**Material for this task**.
+ + +

PR #2544, opened 2019-04-25
Remove legacy --no-compile option given to pip

tonysimpson:
The python plugin will now byte compile (create *.pyc files)
when installing packages.

Byte compiling python source in the snap will allow it to start.

The use of --no-commit was marked for removal in the original
commit from more than a year ago so its a good time to remove it.

-----

### DIFF
--- a/snapcraft/plugins/_python/_pip.py
+++ b/snapcraft/plugins/_python/_pip.py
@@ -335,9 +335,6 @@ class Pip:
         #
         # --user: Install packages to PYTHONUSERBASE, which we've pointed to
         #         the installdir.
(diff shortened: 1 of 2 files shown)


sergiusens:
This will need some trial, bases are new-ish so I guess folks would cope with issues here, issue being, multiple parts using the python plugin will start to fail (and need to run manual compilation anyways)

cjp256:
@sergiusens This might be a good candidate for pip plugin on core20?

sergiusens:
This is the default working scenario when using core20 with the new plugin infrastructure. Thanks for the proposal

PR #2545, opened 2019-04-30
catkin plugin: use build-packages for compilers

kyrofa:

-----

Currently, the Catkin plugin pulls compilers off to the side rather than requesting that they be installed on the host. The reason for this is historical at this point: before bases existed, one could build a ROS snap on any version of Ubuntu, even versions unsupported by the ROS distribution being used. In an effort to ensure this worked as well as possible, the Catkin plugin did as much as it could without utilizing `build-packages` to ensure all components were compatible.

With the introduction of bases (and the fact that the only ROS1 releases available correspond to LTS releases, and thus bases), this is no longer a concern. It's no longer possible to build a ROS snap on an unsupported Ubuntu version in a supported manner. Add to that the fact that there's a bug in the plugin's use of the compilers that prevents rebuilds from working properly, and it's time to get rid of them.

Rather than pulling compilers off to the side, this PR fixes [LP: #1827148](https://bugs.launchpad.net/snapcraft/+bug/1827148) by simply specifying them as required `build-packages`.

### DIFF
--- a/snapcraft/plugins/catkin.py
+++ b/snapcraft/plugins/catkin.py
@@ -278,7 +278,7 @@ class CatkinPlugin(snapcraft.BasePlugin):
 
         self._rosdistro = _BASE_TO_ROS_RELEASE_MAP[project.info.base]
 
-        self.build_packages.extend(["libc6-dev", "make", "python-pip"])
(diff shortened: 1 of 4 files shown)


kyrofa:
(#2548 is needed before tests will pass)

PR #2668, opened 2019-08-15
Restore cmake artifacts

cjp256:

-----

### DIFF
--- a/snapcraft/file_utils.py
+++ b/snapcraft/file_utils.py
@@ -414,3 +414,23 @@ def get_resolved_relative_path(relative_path: str, base_directory: str) -> str:
     filename_relpath = os.path.relpath(filename_abspath, base_directory)
 
     return filename_relpath
+
+
+def link_or_copy_files(
+    src_base_dir: str, dst_base_dir: str, file_list: List[str]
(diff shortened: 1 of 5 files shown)


sergiusens:
Are we bringing this back from legacy? I would suggest not and relying on use of override-build or adding the proper targets to the makefiles.

cjp256:
@sergiusens That's certainly an option and I'll defer to your judgement.  I assumed when you handed me the ticket that you wanted me to "fix" it :)

While I think the rationale for adding the install target is fair:
(1) I think the challenge may be if it's an upstream outside of your control... 
(2) The question of consistency between `make` and `cmake` plugin?  Why one and not the other?

Either way, I would suggest we keep the two file_utils.link_or_copy_files commits.  I bet there are other areas in the codebase that could use it as well.

sergiusens:
OK on commit 1 and 2... the adding an install target rationale can apply to all build systems, so having it for a few does not seem to provide a consistent picture, it is quite unfortunate that we failed to remove this from the make plugin before transitioning

cjp256:
Closing, will open new one for file_utils.link_or_copy_files

PR #2674, opened 2019-08-21
 file_utils: introduce link_or_copy_files

cjp256:
And update cmake plugin to use this common code for collecting artifacts.  There are likely other areas in the code base that can use this too.

-----


snapcraft/file_utils.py
```diff
@@ -414,3 +414,23 @@ def get_resolved_relative_path(relative_path: str, base_directory: str) -> str:
     filename_relpath = os.path.relpath(filename_abspath, base_directory)
 
     return filename_relpath
+
+
+def link_or_copy_files(
+    src_base_dir: str, dst_base_dir: str, file_list: List[str]
```
sergiusens: can you make the arguments mandatory by adding a leading *? As I saw the make plugin I noticed I had to come back to this to look at what the 3rd argument was.

How about just using src_dir and dst_dir, they seem pretty standard names already.

sergiusens: What if I want to copy ALL files? Should file_list default to None? That might mean os.walk should be used instead.

PR #2677, opened 2019-08-21
erorrs: preserve quotes when printing SnapcraftPluginCommandError

cjp256:
The exception will not show any effective quotes in the command.
This uses shlex.quote() to print a more accurate description of
the command that failed.

-----

### DIFF
--- a/snapcraft/internal/errors.py
+++ b/snapcraft/internal/errors.py
@@ -14,6 +14,8 @@
 # You should have received a copy of the GNU General Public License
 # along with this program.  If not, see <http://www.gnu.org/licenses/>.
 
+import shlex
+
 from abc import ABC, abstractmethod
 from snapcraft import formatting_utils
 from snapcraft.internal import steps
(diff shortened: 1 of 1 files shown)


cjp256:
@zyga Did not see any tests that are specific on the command that fails.  I ran `test_errors.py` and `tests/unit/plugins/*.py` locally.  I was surprised myself :)  We'll see if anything else fails I guess, I'm sure something is lurking...

cjp256:
@sergiusens while that may be the case, I matched the approach used in common._run() to execute the command.  I remember you talking about some trouble you faced, could you provide an example?  Should the approach in _run() be changed?

cjp256:
Rebased

> LGTM
> 
> No test needed changing? Should there be one?

It did not appear to affect any tests.

cjp256:
> The quoting here is not the best as you can probably verify from #2686

@sergiusens 
Wasn't that more to do with splitting (posix=False)? Here the command is already split for us?

PR #2678, opened 2019-08-21
cli: introduce --provider

cjp256:
Valid options include `host`, `lxd`, and `multipass`.  This approach
is more extendable than the --use-<provider> flags for future providers.

- Split _BUILD_OPTIONS into _BUILD_OPTIONS and _PROVIDER_OPTIONS
- Split add_build_options into add_build_options and add_provider_options
- Convert `clean` command to use `add_provider_options` so it doesn't
  duplicate provider flags (--use-lxd, --destructive-mode, etc.).

- Minor cleanup for BuilderEnvironmentConfig:
-- drop is_multipass, no-one uses it
-- document lxd as valid provider
-- rename force_provider to build_provider

-----


snapcraft/cli/_options.py
```diff
@@ -65,49 +65,97 @@ def prompt_for_value(self, ctx):
...
     ),
     dict(
         param_decls="--use-lxd",
         is_flag=True,
-        help="Forces snapcraft to use LXD to build.",
+        help="Forces snapcraft to use LXD to build (implies `--provider=lxd`).",
+    ),
+    dict(
+        param_decls="--provider",
+        help="Specify build provider - options include `lxd`, `host`, or `multipass`.",
```
sergiusens: better use the Choice type for this

snapcraft/cli/_options.py
```diff
@@ -65,49 +65,97 @@ def prompt_for_value(self, ctx):
...
             "--destructive-mode",
             "--use-lxd and --destructive-mode cannot be used together.",
         )
-    elif force_use_lxd:
-        provider = "lxd"
-    elif force_destructive_mode:
-        provider = "host"
+
+    if provider:
+        if provider not in ["lxd", "host", "multipass"]:
```
sergiusens: by using the Choice type, this would not be needed

snapcraft/cli/_options.py
```diff
@@ -65,49 +65,97 @@ def prompt_for_value(self, ctx):
...
+                "--provider",
+                "--destructive-mode cannot be used with `--provider={}`".format(
+                    provider
+                ),
+            )
+
+        if provider == "host" and not destructive_mode:
+            raise click.BadOptionUsage(
+                "--provider",
+                "`--provider=host` requires `--destructive-mode` to acknowledge side effects.",
```
sergiusens: good!

snapcraft/cli/_options.py
```diff
@@ -65,49 +65,97 @@ def prompt_for_value(self, ctx):
...
-        provider = None
-    return env.BuilderEnvironmentConfig(force_provider=provider)
+        if use_lxd:
+            provider = "lxd"
+
+        if destructive_mode:
+            provider = "host"
+
+    # BuilderEnvironmentConfig will determine provider if None.
+    return env.BuilderEnvironmentConfig(build_provider=provider)
```
sergiusens: getting rid of BuildEnvironmentConfig might also be fun :-)

cjp256: Done! And with that also managed to consolidate SNAPCRAFT_BUILD_ENVIRONMENT handling in with the --provider option. Much nicer :D

snapcraft/cli/_options.py
cjp256: Thanks for that "DUHH" moment.  Done!

snapcraft/cli/_options.py
cjp256: Thanks for that "DUHH" moment. Done!

cjp256:
Still need to add some tests...

cjp256:
Still a TODO in the env for the tests... don't merge :D

snapcraft/cli/_options.py
```diff
@@ -65,49 +65,112 @@ def prompt_for_value(self, ctx):
...
+                "--use-lxd cannot be used with --provider={}".format(provider)
+            )
+
+        if provider != "host" and destructive_mode:
+            raise click.BadArgumentUsage(
+                "--destructive-mode cannot be used with --provider={}".format(provider)
+            )
+
+        # Specifying --provider=host requires the use of --destructive-mode.
+        # SNAPCRAFT_BUILD_ENVIRONMENT=host does not.
```
sergiusens: maybe it should, our tests would need to adapt and we would need an MP for launchpad to use --destructive-mode

snapcraft/cli/_options.py
```diff
@@ -65,49 +65,112 @@ def prompt_for_value(self, ctx):
...
     ),
     dict(
         param_decls="--use-lxd",
         is_flag=True,
-        help="Forces snapcraft to use LXD to build.",
+        help="Forces snapcraft to use LXD to build (implies `--provider=lxd`).",
+    ),
+    dict(
+        param_decls="--provider",
+        envvar="SNAPCRAFT_BUILD_ENVIRONMENT",
```
sergiusens: If https://github.com/snapcore/snapcraft/pull/2678/files#diff-1b5470a9f2e177fc1606479628098324R123 is done anyways, it probably shouldn't be here... I'd rather keep this envvar as internal, we should probably log.warning when being used (not this PR), but not expose it here either

cjp256: https://click.palletsprojects.com/en/7.x/api/
`show_envvar – controls if an environment variable should be shown on the help page. Normally, environment variables are not shown.`

cjp256:
Rebased

tests/spread/build-providers/lxd-basic/task.yaml
```diff
@@ -2,6 +2,7 @@ summary: Build a basic snap using LXD and ensure that it runs
 
 environment:
   SNAP_DIR: ../snaps/make-hello
+  SNAPCRAFT_BUILD_ENVIRONMENT: lxd
```
sergiusens: why do we need this? --use-lxd should be enough

snapcraft/cli/_options.py
sergiusens: let's use this key

tests/spread/build-providers/lxd-basic/task.yaml
cjp256: IIRC (and by that, I mean if the commit message is accurate lol)

SNAPCRAFT_BUILD_ENVIRONMENT: "host" is set by spread.yaml.  Which is now an error due to mismatch.  The option would be to either unset SNAPCRAFT_BUILD_ENVIRONMENT or setting it to "lxd".

sergiusens: Can we unset it then? It might bring the expectation that this is the way to do things

cjp256: Sure! Looks like that matches what was done for multipass too.

cjp256:
Rebased.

+ + +

**Problem description**.
Each line above with the word "legacy" needs to be copied.

**Reply**.
Remove legacy --no-compile option given to pip
Are we bringing this back from legacy? I would suggest not and relying on use of override-build or adding the proper targets to the makefiles.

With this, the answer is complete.